KTRW
- Opportunity, Washington; United States;
- Broadcast area: Spokane metropolitan area
- Frequency: 630 kHz
- Branding: KTW 630 AM and 96.5 FM

Programming
- Format: Christian talk and teaching; adult standards
- Affiliations: American Christian Network Liberty Broadcasting System

Ownership
- Owner: Thomas W. Read; (Mutual Broadcasting System, LLC);
- Sister stations: KFIO, KSPO

History
- First air date: 1955
- Former call signs: KZUN (1955–1985); KKPL (1985–1989); KHDL (1989–1999); KXLI (1999–2005);

Technical information
- Licensing authority: FCC
- Facility ID: 13568
- Class: D
- Power: 620 watts (day); 62 watts (night);
- Transmitter coordinates: 47°36′29.8″N 117°22′24.1″W﻿ / ﻿47.608278°N 117.373361°W
- Translator: 96.5 K243CG (Spokane)

Links
- Public license information: Public file; LMS;
- Website: ktrw.com

= KTRW =

Radio station in Spokane, Washington

KTRW (630 kHz) is a locally owned AM radio station licensed to Opportunity, Washington, and serving the Spokane metropolitan area. It airs a Christian talk and teaching radio format for part of its day, with adult standards heard in several time slots by day and most of the night. Though it uses the KTW call sign in its marketing, KTRW is not related to the original Seattle radio station KTW which was at 1250 kHz and is now called KKDZ.

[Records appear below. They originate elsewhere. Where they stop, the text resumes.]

PR #4912, opened 2022-05-31
AWS: add retry logic to S3InputStream

jackye1995:
@danielcweeks @rajarshisarkar @amogh-jahagirdar @xiaoxuandev @singhpk234 

Add retry for the `S3InputStream` so that when we encounter network failures (mostly `SSLException` for server side connection reset and `SocketTimoutException` for client side connection reset), we can quickly retry the read without failing the entire operation.

### DIFF
--- a/aws/src/main/java/org/apache/iceberg/aws/AwsProperties.java
+++ b/aws/src/main/java/org/apache/iceberg/aws/AwsProperties.java
@@ -354,6 +354,30 @@ public class AwsProperties implements Serializable {
   public static final boolean CLIENT_ENABLE_ETAG_CHECK_DEFAULT = false;
 
   /**
+   * Number of times to retry S3 read operation.
+   */
+  public static final String S3_READ_RETRY_NUM_RETRIES = "s3.read.retry.num-retries";
+  public static final int S3_READ_RETRY_NUM_RETRIES_DEFAULT = 7;
+
+  /**
+   * Minimum wait time to retry a S3 read operation
+   */
+  public static final String S3_READ_RETRY_MIN_WAIT_MS = "s3.read.retry.min-wait-ms";
+  public static final long S3_READ_RETRY_MIN_WAIT_MS_DEFAULT = 500; // 0.5 seconds
+
+  /**
+   * Maximum wait time to retry a S3 read operation
+   */
+  public static final String S3_READ_RETRY_MAX_WAIT_MS = "s3.read.retry.max-wait-ms";
+  public static final long S3_READ_RETRY_MAX_WAIT_MS_DEFAULT = 2 * 60 * 1000; // 2 minute
+
+  /**
+   * Total retry time for a S3 read operation
+   */
+  public static final String S3_READ_RETRY_TOTAL_TIMEOUT_MS = "s3.read.retry.total-timeout-ms";
+  public static final long S3_READ_RETRY_TOTAL_TIMEOUT_MS_DEFAULT = 10 * 60 * 1000; // 10 minutes
+
+  /**
    * Used by {@link LakeFormationAwsClientFactory}.
    * The table name used as part of lake formation credentials request.
    */
@@ -380,6 +404,10 @@ public class AwsProperties implements Serializable {
   private int s3FileIoDeleteThreads;
   private boolean isS3DeleteEnabled;
   private final Map<String, String> s3BucketToAccessPointMapping;
+  private int s3ReadRetryNumRetries;
+  private long s3ReadRetryMinWaitMs;
+  private long s3ReadRetryMaxWaitMs;
+  private long s3ReadRetryTotalTimeoutMs;
 
   private String glueCatalogId;
   private boolean glueCatalogSkipArchive;
@@ -404,6 +432,10 @@ public class AwsProperties implements Serializable {
     this.s3FileIoDeleteThreads = Runtime.getRuntime().availableProcessors();
     this.isS3DeleteEnabled = S3_DELETE_ENABLED_DEFAULT;
     this.s3BucketToAccessPointMapping = ImmutableMap.of();
+    this.s3ReadRetryNumRetries = S3_READ_RETRY_NUM_RETRIES_DEFAULT;
+    this.s3ReadRetryMinWaitMs = S3_READ_RETRY_MIN_WAIT_MS_DEFAULT;
+    this.s3ReadRetryMaxWaitMs = S3_READ_RETRY_MAX_WAIT_MS_DEFAULT;
+    this.s3ReadRetryTotalTimeoutMs = S3_READ_RETRY_TOTAL_TIMEOUT_MS_DEFAULT;
 
     this.glueCatalogId = null;
     this.glueCatalogSkipArchive = GLUE_CATALOG_SKIP_ARCHIVE_DEFAULT;
@@ -472,6 +504,14 @@ public class AwsProperties implements Serializable {
             Runtime.getRuntime().availableProcessors());
     this.isS3DeleteEnabled = PropertyUtil.propertyAsBoolean(properties, S3_DELETE_ENABLED, S3_DELETE_ENABLED_DEFAULT);
     this.s3BucketToAccessPointMapping = PropertyUtil.propertiesWithPrefix(properties, S3_ACCESS_POINTS_PREFIX);
+    this.s3ReadRetryNumRetries = PropertyUtil.propertyAsInt(properties, S3_READ_RETRY_NUM_RETRIES,
+        S3_READ_RETRY_NUM_RETRIES_DEFAULT);
+    this.s3ReadRetryMinWaitMs = PropertyUtil.propertyAsLong(properties, S3_READ_RETRY_MIN_WAIT_MS,
+        S3_READ_RETRY_MIN_WAIT_MS_DEFAULT);
+    this.s3ReadRetryMaxWaitMs = PropertyUtil.propertyAsLong(properties, S3_READ_RETRY_MAX_WAIT_MS,
+        S3_READ_RETRY_MAX_WAIT_MS_DEFAULT);
+    this.s3ReadRetryTotalTimeoutMs = PropertyUtil.propertyAsLong(properties, S3_READ_RETRY_TOTAL_TIMEOUT_MS,
+        S3_READ_RETRY_TOTAL_TIMEOUT_MS_DEFAULT);
 
     this.dynamoDbTableName = PropertyUtil.propertyAsString(properties, DYNAMODB_TABLE_NAME,
         DYNAMODB_TABLE_NAME_DEFAULT);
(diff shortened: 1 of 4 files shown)


aws/src/test/java/org/apache/iceberg/aws/s3/TestS3InputStream.java
```diff
@@ -20,45 +20,216 @@
...
 
   @Before
   public void before() {
-    s3.createBucket(CreateBucketRequest.builder().bucket("bucket").build());
+    s3Client.createBucket(CreateBucketRequest.builder().bucket("bucket").build());
   }
 
   @Test
-  public void testRead() throws Exception {
+  public void testReadWithNormalClient() throws Exception {
```
jackye1995, line 78: cannot really figure out a way to do parameterized test here due to the use of `S3MockRule`, parameterization always gives me initialization failure... I will continue to see if I can remove the redundant tests, meanwhile I will also update integration test to run against both normal client and a fuzzy client.

aws/src/main/java/org/apache/iceberg/aws/s3/S3InputStream.java
```diff
@@ -178,25 +281,56 @@ private void positionStream() throws IOException {
...
+
+    if (exception instanceof S3Exception) {
+      switch (((S3Exception) exception).statusCode()) {
+        case HttpURLConnection.HTTP_NOT_FOUND:
+        case 416: // range not satisfied
+          return false;
+      }
+    }
+
+    return true;
```
amogh-jahagirdar, line 333: Curious is this the same retry policy that Hadoop S3A has?

singhpk234:
[doubt] SDK V2 also has a possibility to define [retry policy / condition](https://docs.aws.amazon.com/AWSJavaSDK/latest/javadoc/com/amazonaws/retry/PredefinedRetryPolicies.html#DEFAULT_RETRY_CONDITION) by override [ClientConfiguration](https://docs.aws.amazon.com/AWSJavaSDK/latest/javadoc/com/amazonaws/ClientConfiguration.html) while building the s3 client itself, why are we opting do it here via `Tasks` here ?

danielcweeks (changes requested):
Ok, I understand what you're trying to achieve here, but I think this is best handled by the S3Client via configuration for [Retry Policy](https://sdk.amazonaws.com/java/api/latest/software/amazon/awssdk/core/retry/RetryPolicy.html) and not custom handling in Iceberg.

Introducing our own retries can ultimately conflict with other retries and can have some bad side-effects (like failures resulting in retries on top of retries).

Unless there's some reason we can't handle this via the SDK, then don't think we should introduce retries here.  @jackye1995 did you look into the retry policy?  It seems like we could use many of these configs and just apply them in the AwsClientFactory.

jackye1995:
> Introducing our own retries can ultimately conflict with other retries and can have some bad side-effects (like failures resulting in retries on top of retries).

Yes you are right, I actually plan to add one more PR for configuring retry policy. The issue here is a bit different. I think there are 2 issues that cannot be handled at SDK level:
1. AWS SDK only handles exceptions up to the AWS client calls, in this case `s3.getObject`. Once you get the input stream, further exceptions are not handled during operations like `read` and `seek`, and that's typically when network issues like connection timeout or socket timeout might happen. I haven't found logic in the SDK that could close a stream, re-seek to the right position and retry a read operation, but maybe I missed some code places.
2. When closing the input stream, the closing should call `abort` instead of `close` to terminate the HTTP request. This should be done both at retry and stream close time. See [this javadoc](https://github.com/aws/aws-sdk-java-v2/blob/56e21b1d8e18f692ba9193c625661aa786e9946b/core/sdk-core/src/main/java/software/amazon/awssdk/core/ResponseInputStream.java#L29-L31) for more details.

aws/src/main/java/org/apache/iceberg/aws/AwsProperties.java
```diff
@@ -353,6 +353,30 @@ public class AwsProperties implements Serializable {
   @Deprecated
   public static final boolean CLIENT_ENABLE_ETAG_CHECK_DEFAULT = false;
 
+  /**
+   * Number of times to retry S3 read operation.
+   */
+  public static final String S3_READ_RETRY_NUM_RETRIES = "s3.read.retry.num-retries";
+  public static final int S3_READ_RETRY_NUM_RETRIES_DEFAULT = 6;
```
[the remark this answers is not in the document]
jackye1995: thanks for the pointer, updated

aws/src/main/java/org/apache/iceberg/aws/s3/S3InputStream.java
```diff
@@ -88,23 +97,68 @@ public void seek(long newPos) {
 
   @Override
   public int read() throws IOException {
-    Preconditions.checkState(!closed, "Cannot read: already closed");
-    positionStream();
+    AtomicInteger byteRef = new AtomicInteger(0);
+    try {
+      Tasks.foreach(0)
```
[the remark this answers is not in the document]
jackye1995: I think we cannot, because the input stream needs to be closed and re-opened, but if we put it here then the retry will always retry against the same stream that is already closed after the first failure.

aws/src/main/java/org/apache/iceberg/aws/s3/S3InputStream.java
jackye1995: It's not. It's closer to the ones in Presto and Trino. Basically it retires almost all IO exceptions except for EOF, because they are most likely network issues. For AWS side exceptions, this logic seems sufficient to me if they are proven sufficient in Presto and Trino. I am not sure if we need to list every single possible exception class like S3A did.

aws/src/main/java/org/apache/iceberg/aws/s3/S3InputStream.java
```diff
@@ -88,23 +97,68 @@ public void seek(long newPos) {
 
   @Override
   public int read() throws IOException {
-    Preconditions.checkState(!closed, "Cannot read: already closed");
-    positionStream();
+    AtomicInteger byteRef = new AtomicInteger(0);
```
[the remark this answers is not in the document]
jackye1995: Yes good point, it's only used to hold the value, not really trying to prevent any multi-thread access.

aws/src/main/java/org/apache/iceberg/aws/s3/S3InputStream.java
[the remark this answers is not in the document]
jackye1995: Let's discuss this in the thread above https://github.com/apache/iceberg/pull/4912#discussion_r889726156

aws/src/main/java/org/apache/iceberg/aws/s3/S3InputStream.java
```diff
@@ -172,31 +274,62 @@ private void positionStream() throws IOException {
...
+        }
+      } catch (IOException | AbortedException e) {
+        // ignore failure to abort or close stream
+      }
     }
   }
 
-  public void setSkipSize(int skipSize) {
-    this.skipSize = skipSize;
+  private static boolean shouldRetry(Exception exception) {
```
danielcweeks, line 309: I think we need to be more explicit about the cases where we do want to retry rather than just defaulting to retry.  I think there were specific cases that were mentined as known issues (e.g. socket timeout).  However, the problem we've had in other retry scenarios is that the retry cases are overly broad and retry when they really shouldn't.  

I think the default here should return false and only return true for the known Exceptions.

aws/src/main/java/org/apache/iceberg/aws/s3/S3InputStream.java
```diff
@@ -88,23 +96,69 @@ public void seek(long newPos) {
 
   @Override
   public int read() throws IOException {
-    Preconditions.checkState(!closed, "Cannot read: already closed");
-    positionStream();
+    int[] byteRef = new int[1];
+    try {
+      Tasks.foreach(0)
```
danielcweeks, line 101: This is a lot of duplicate code for the retry logic.  Could we consolidate to a method that wraps just the logic we want to execute?

For example:

```java
retry(() -> {
    Preconditions.checkState(!closed, "Cannot read: already closed");
    positionStream();

    byteRef[0] =  stream.read();
})
```

(you many have to use consumer/function for the range versions, but seems like there might be an more concise way to write this)

aws/src/main/java/org/apache/iceberg/aws/s3/S3InputStream.java
```diff
@@ -172,31 +274,62 @@ private void positionStream() throws IOException {
...
+
+  private void closeStream() {
+    closeServerSideStream(stream);
+    stream = null;
   }
 
-  private void closeStream() throws IOException {
-    if (stream != null) {
-      stream.close();
+  private static void closeServerSideStream(InputStream streamToClose) {
```
danielcweeks, line 292: I'd just put this in the close stream (not have a separate method for it).

aws/src/main/java/org/apache/iceberg/aws/s3/S3InputStream.java
```diff
@@ -88,23 +96,69 @@ public void seek(long newPos) {
 
   @Override
   public int read() throws IOException {
-    Preconditions.checkState(!closed, "Cannot read: already closed");
-    positionStream();
+    int[] byteRef = new int[1];
```
danielcweeks, line 99: This is less than ideal but Tasks is a little limited in this area because it's really based on threaded execution and we're reusing it here for retry.  It might be worth exploring whether we can tweak Tasks to support this usecase:

Ideally we'd have something like:

```java
int read = Tasks.single()
    .exponentialBackoff(...)
    ...
    run(<funciton>);
```

danielcweeks: We could also consider bringing in [Failsafe](https://failsafe.dev/), which is more closely aligned with what we want for these cases.  Though it is a new dependency (but zero deps and apache licensed).

javrasya:
Why was this PR closed? We are experiencing exactly the same problem and S3FileIO is literally unusable for us at the moment. no matter what we did to tune the apache http client such as TcpKeepAlive or socket timeout, it still hits this often and it breaks the whole pipeline. 

We created our own S3FileIO and all the classes till S3InputStream where a SocketException arises, got the inspiration from this PR and our problem is solved. But it is annoying to maintain our own version of those classes. 

Is it not possible to revive this PR?

puchengy:
@jackye1995 Hi, I also encountered the same issue as described in https://github.com/apache/iceberg/issues/10340 can we continue the PR to address the issue here? ALSo I wonder have you seen similar AWS clients having same issue? How do they end up solving the issue? Thanks.

danielcweeks:
@puchengy I spoke with @amogh-jahagirdar the other day and he's taking a look at this.  There have been a few different attempts to address this issue and we're trying to find a solution that fits cleanly into the implementation.

puchengy:
thank you @danielcweeks and @amogh-jahagirdar !

puchengy:
@amogh-jahagirdar Hello, i wonder is there any update on this? Our clients from time to time hit the issue and cause some interruptions to their workload. Thanks!

amogh-jahagirdar:
Hey @puchengy I'm wokring on it! I am aiming to have a PR out sometime this week to address this.

puchengy:
@amogh-jahagirdar Hi, I am checking in to see if there is any update? thank you!

SandeepSinghGahir:
Hi,

Is there any update on this PR? We have been facing the same issue while reading data from iceberg tables in glue job blocking the entire pipeline. Would really appreciate if we can get update and a probable fix for this.

aws/src/test/java/org/apache/iceberg/aws/s3/TestS3InputStream.java
```diff
@@ -178,12 +192,16 @@ private byte[] randomData(int size) {
...
 
   private void writeS3Data(S3URI uri, byte[] data) throws IOException {
-    s3.putObject(
+    s3Client.putObject(
         PutObjectRequest.builder()
             .bucket(uri.bucket())
             .key(uri.key())
             .contentLength((long) data.length)
             .build(),
         RequestBody.fromBytes(data));
```
steveloughran, line 201: FWIW, this triggers a full array copy of the data.

aws/src/main/java/org/apache/iceberg/aws/s3/S3InputStream.java
```diff
@@ -88,23 +96,69 @@ public void seek(long newPos) {
...
+          .throwFailureWhenFinished()
+          .run(ignored -> {
+            try {
+              Preconditions.checkState(!closed, "Cannot read: already closed");
+              positionStream();
+
+              byteRef[0] =  stream.read();
+            } catch (IOException e) {
+              closeStream();
+              throw new UncheckedIOException(e);
```
steveloughran, line 118: on an unrecoverable network error, `abortStream()` is required to avoid the failed TLS connection being recycled. This adds a new challenge: identify an unrecoverable network error from the deep nested stacks which can come from the SDK, and distinguish from other failures

aws/src/main/java/org/apache/iceberg/aws/s3/S3InputStream.java
```diff
@@ -172,31 +274,62 @@ private void positionStream() throws IOException {
...
-    if (stream != null) {
-      stream.close();
+  private static void closeServerSideStream(InputStream streamToClose) {
+    if (streamToClose != null) {
+      try {
+        if (streamToClose instanceof Abortable) {
+          // Stated in the ResponseInputStream javadoc:
+          // If it is not desired to read remaining data from the stream,
+          // you can explicitly abort the connection via abort().
+          ((Abortable) streamToClose).abort();
```
steveloughran, line 299: abort() removes it from the HTTP pool.

* this is good if you are closing with an unrecoverable network error
* this is absolutely what you do not want to do on a normal read.

aws/src/main/java/org/apache/iceberg/aws/s3/S3InputStream.java
steveloughran: reasonably confident its a lot more complicated than this, especially as SDK-level failures often create deep chains with the underlying cause at the bottom

steveloughran (commented):
commented. It's a start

KTRW's license is held by the Mutual Broadcasting System, LLC, owned by Thomas Read, along with KFIO and KSPO. This Mutual Broadcasting System is unrelated to the defunct nationwide radio network of the same name; as part of the station's promotion, KTRW uses the name of another defunct network, the Liberty Broadcasting System.

==Technical data==
By day, KTRW transmits with 620 watts, with a non-directional signal. It reduces power at night to 62 watts to avoid interfering with other stations on 630 AM. With its low power, KTRW's signal is confined to Spokane and adjacent communities. KTRW is simulcast on 250-watt FM translator K243CG at 96.5 MHz.

==History==
KTRW originally broadcast on 970 kHz and was the home of KREM-TV's AM sister station until it was sold off to different owners in the 1980s. The current KTRW began as KZUN in 1955. KZUN became KKPL on April 3, 1985. On January 11, 1989, the station changed its call sign to KHDL. On November 5, 1999, the station became KXLI and on October 24, 2005, the current KTRW.

On September 25, 2005, the station changed frequency to KXLI's 630 signal and changed its format. KTRW's schedule includes Christian talk and teaching programs, with adult standards heard several hours each day and most of the night. In 2016, KTRW launched an FM translator station on the 96.5 MHz frequency.